ADPKD does not typically cause renal artery stenosis as a primary disease manifestation, and routine screening for renal artery stenosis is not recommended in ADPKD patients. 1
Evidence from Guidelines
The most recent and comprehensive KDIGO 2025 guidelines explicitly state that routine screening of vascular abnormalities of nonintracranial large arteries has no role in people with ADPKD unless there is a familial history of vascular aneurysms or dissections. 1 This guideline recommendation notably does not include renal artery stenosis among the recognized vascular complications of ADPKD.

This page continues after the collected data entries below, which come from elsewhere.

PR #2018, opened 2023-04-07
feat(protocol): Change lock_reason to a held_locks dictionary

romtsn:
A thread can hold multiple locks, so this PR changes the recently introduced `lock_reason` attribute to a dictionary/map, where the key is the lock object address and the value is the existing `LockReason` struct. I was also thinking to make it just an Array, but I think it'd be easier and faster to look up by a lock address when we analyze.

Additionally, I haven't found any docs about how to update snapshot files, so I've added a section to readme about that, lemme know if that makes sense.

https://cs.android.com/android/platform/superproject/+/master:development/tools/bugreport/src/com/android/bugreport/stacks/ThreadSnapshot.java;l=53


romtsn:
> Additionally, I haven't found any docs about how to update snapshot files, so I've added a section to readme about that, lemme know if that makes sense.

Ah, ok, it's here https://develop.sentry.dev/rust/#development-environment, should I remove it from the readme then?

olksdr (approved):
lgtm!

shruthilayaj (approved):

relay-general/src/protocol/thread.rs
```diff
@@ -233,9 +233,10 @@ pub struct Thread {
     #[metastructure(skip_serialization = "empty")]
     pub state: Annotated<String>,
 
-    /// Represents an instance of a held lock (java monitor object) in a thread.
-    #[metastructure(skip_serialization = "empty")]
-    pub lock_reason: Annotated<LockReason>,
+    /// Represents a collection of locks (java monitor objects) held by a thread.
+    ///
+    /// A map of lock object addresses and their respective lock reason/details.
+    pub held_locks: Annotated<Object<LockReason>>,
```
iker-barriocanal, line 239: Consider any backward-compatibility if there already are SDKs released with `lock_reason` in the protocol.

iker-barriocanal (approved):

relay-general/src/protocol/thread.rs
romtsn: no, not yet, so we're good here. but thanks for the reminder!

PR #2019, opened 2023-04-07
ref(buffering): Use estimated envelope size to calculate the buffer mem usage

olksdr:
This change adds the estimated envelope size to the managed envelope and use it to calculate and limit the buffer memory usage.

#skip-changelog


relay-server/src/utils/rate_limits.rs
```diff
@@ -142,6 +142,9 @@ pub struct EnvelopeSummary {
 
     /// Whether the envelope contains an event which already had the metrics extracted.
     pub event_metrics_extracted: bool,
+
+    /// The payload size of this envelope.
```
iker-barriocanal, line 146: nit:
```suggestion
    /// The estimated payload size of this envelope.
```
?

relay-server/src/utils/managed_envelope.rs
```diff
@@ -305,6 +306,18 @@ impl ManagedEnvelope {
...
     }
 
+    /// Returns estimated size of this envelope.
+    ///
+    /// This is just an estimated size, which in reality can be somewhat bigger, depending on the
+    /// list of additional attributes allocated on all of the inner types.
+    pub fn estimated_size(&self) -> usize {
+        // Always round it up to next 100 bytes.
+        (f64::ceil(
+            (self.context.summary.payload_size + size_of::<Self>() + size_of::<Envelope>()) as f64
```
iker-barriocanal, line 316: Isn't `EnvelopeContext` what you want to add here? The size of the envelope is already computed as part of the `context.summary.payload_size`, so IIUC we miss the rest of the type?
```suggestion
            (self.context.summary.payload_size + size_of::<Self>() + size_of::<EnvelopeContext>()) as f64
```

relay-server/src/actors/project_buffer.rs
```diff
@@ -175,7 +175,7 @@ impl FromMessage<RemoveMany> for Buffer {
 struct BufferSpoolConfig {
     db: Pool<Sqlite>,
     max_disk_size: usize,
-    max_envelopes_count: usize,
+    max_memory_size: usize,
```
iker-barriocanal, line 178: Should we add any docs about the units used here?

iker-barriocanal (changes requested):
The PR looks good overall, see the comment on the estimation of the memory used.

relay-server/src/utils/managed_envelope.rs
olksdr: Nope. 
The `EnvelopeContext` should already in included in `Self` at leat all the stack allocated portion, and since the `Envelope` is in the `Box`, we count only the pointer size but not the stack fields. That's why additionally to this I add the envelope here as well. 
Same goes about payload size from summary , which calculated for every time in the envelope. That's also in practice often escapes to heap (I assume 😄 from what I can see). That why added here payload size as external field summary.

relay-server/src/actors/project_buffer.rs
olksdr: I can take the doc part in my next PR.

relay-server/src/utils/managed_envelope.rs
iker-barriocanal: Ohh I see, that makes sense!

iker-barriocanal (approved):
Nice!

relay-server/src/utils/rate_limits.rs
jjbayer: I would even add a note here that this number excludes the cost of item headers and the envelope headers.

jjbayer (commented):
How far off is the estimated number of bytes? Should we add a unit test that compares the actual serialized size of a realistic payload to the estimated size?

Recognized Vascular Manifestations in ADPKD
The KDIGO 2025 guidelines comprehensively catalog the extrarenal vascular manifestations of ADPKD, which include: 1
- Intracranial aneurysms (12.9% prevalence)
- Thoracic aortic aneurysms (~1.5% prevalence)
- Coronary artery dissection (rare)
- Carotid and vertebral artery abnormalities (mentioned but not detailed in the provided excerpts)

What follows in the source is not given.